Meal Kit and Delivery Stocks for Investors Amid Solid Growth
The meal kit and delivery sectors are soaring and stocks are following suit. Here are some delivery stocks to invest in across the board.
Feb. 17 2021, Published 2:11 p.m. ET
We're officially in the era where just about anything can land on your doorstep in record time. The global revenue for online food delivery doubled from 2017 to 2020. Meal kit delivery revenue is expected to triple from its level in 2017 by 2024. Now, more delivery stocks than ever are available on the market.
Which delivery stocks should retail investors prioritize?
Big names like GrubHub and Uber are already the blue chips of delivery stocks
One-time and subscription-based food delivery platforms are a recent phenomena in the grand scheme. With that in mind, some of the industry's biggest names have put themselves at the top of the pack in a relatively short period of time.
GrubHub (NYSE:GRUB) went public in 2014 and has gained 106.18 percent. A 2018 peak put GrubHub at an all-time growth rate of 329.74 percent, but it has since dipped down. However, the high proves the long-term potential for GrubHub investors.

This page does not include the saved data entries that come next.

PR #5268, opened 2026-03-29
savegame: allow quick load when Lara's dead

### LINKED ISSUE #5264: [Feature] Allow quick load when Lara is dead and cmd line loading option

When Lara is dead or dying, you can't use quick load. You need to open the savebook to go back to the last save (not so quick anymore).

Would be nice if quick load (maybe not save) is still working when death animation is happening.

Introducing an argument to access quick saves would solve this "kind of". As command line "/" works everywhere, quick saves could be loaded on startup and when Lara dies with "load q1" or "load q2" for example. Would be the easiest way to deal with it.

### Extra context

Nice feature! I use it all the time.

_No response_

rr-:
#### Checklist

#### Description

Resolves #5264.


lahm86 (approved):

aredfan (approved):
The quick load hotkey is blocked during special events like getting eaten by the T-Rex, or standing on Midas Hand.  Would we like to extend the fix to these events as well?

rr-:
Yes – good catch. Adjusted. 😌

aredfan (approved):

PR #5275, opened 2026-03-31
output: force bilinear filter in overlay images

rr-:
#### Checklist

#### Description

This forces the background images to use bilinear filtering regardless of user setting, which avoid pixellated look.
Only applies to big images like title screen backgrounds and credit images.
Does not affect patterns which continue to respect the setting.


lahm86 (approved):

aredfan:
> Does not affect patterns which continue to respect the setting.

- [ ] Toggling the `Texture filter` option has no effect on the pattern background, it remains on `Point` regardless of the config setting.

rr-:
I had left another erroneous comment coming from testing on the wrong branch, which I had since deleted.

The issue is now fixed

aredfan (approved):

PR #5368, opened 2026-04-09
objects/crawler_mutant: add Dying Mutant control

lahm86:
#### Checklist

#### Description

This adds control for the Dying Mutant in Antarctica, which uses the same gas death control as the Crawler.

Uber Eats is a platform that Uber (NYSE:UBER) launched. Uber went public in May 2019. Since then, its stock has risen 45.1 percent. Lots of volatility makes Uber Eats a riskier bet for investors, especially in the short term.
Meanwhile, DoorDash (NYSE: DASH) started trading in December 2020. Just over two months after the debut, the shares have gained a fair 7.18 percent. Analysts across the board see the slow and steady potential after an overpriced debut.
Meal kit delivery services are on the global stock market
Full disclosure: I get HelloFresh delivered to my house a few times a month. HelloFresh (OTCMKTS: HLFFF, FSE:HFG) has the biggest lifetime returns with 435.85 percent since July 2018. The stock isn't traded on a U.S. exchange, but it does offer geographical diversity.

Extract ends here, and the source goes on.